(Source information)
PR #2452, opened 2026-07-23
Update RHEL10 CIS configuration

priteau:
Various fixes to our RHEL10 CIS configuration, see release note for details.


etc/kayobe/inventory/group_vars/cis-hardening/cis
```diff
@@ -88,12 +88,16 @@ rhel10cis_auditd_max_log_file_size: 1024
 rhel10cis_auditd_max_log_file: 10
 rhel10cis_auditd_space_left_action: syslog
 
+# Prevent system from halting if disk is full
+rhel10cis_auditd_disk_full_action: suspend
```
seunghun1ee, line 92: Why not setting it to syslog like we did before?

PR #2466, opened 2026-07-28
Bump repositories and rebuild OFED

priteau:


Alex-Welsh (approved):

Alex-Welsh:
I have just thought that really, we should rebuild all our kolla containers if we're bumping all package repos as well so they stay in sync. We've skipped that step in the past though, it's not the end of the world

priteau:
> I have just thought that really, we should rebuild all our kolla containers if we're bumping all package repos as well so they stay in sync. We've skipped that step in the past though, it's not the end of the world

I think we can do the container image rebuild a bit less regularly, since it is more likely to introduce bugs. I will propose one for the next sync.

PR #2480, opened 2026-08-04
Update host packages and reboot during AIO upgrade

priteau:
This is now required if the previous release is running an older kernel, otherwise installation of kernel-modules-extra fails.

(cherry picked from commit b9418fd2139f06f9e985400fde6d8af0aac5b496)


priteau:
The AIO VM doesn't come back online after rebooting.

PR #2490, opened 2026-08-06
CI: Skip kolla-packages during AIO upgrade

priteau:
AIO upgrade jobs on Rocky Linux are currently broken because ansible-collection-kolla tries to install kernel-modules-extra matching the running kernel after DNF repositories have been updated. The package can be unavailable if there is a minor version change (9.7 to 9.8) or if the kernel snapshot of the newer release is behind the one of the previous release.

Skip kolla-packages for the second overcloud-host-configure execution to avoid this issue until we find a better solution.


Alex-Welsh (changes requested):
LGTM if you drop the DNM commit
(End Source information)
__Work order__. Check every line in the material above for the string "commit", then give only the number of lines that have it.

__Written solution__. 2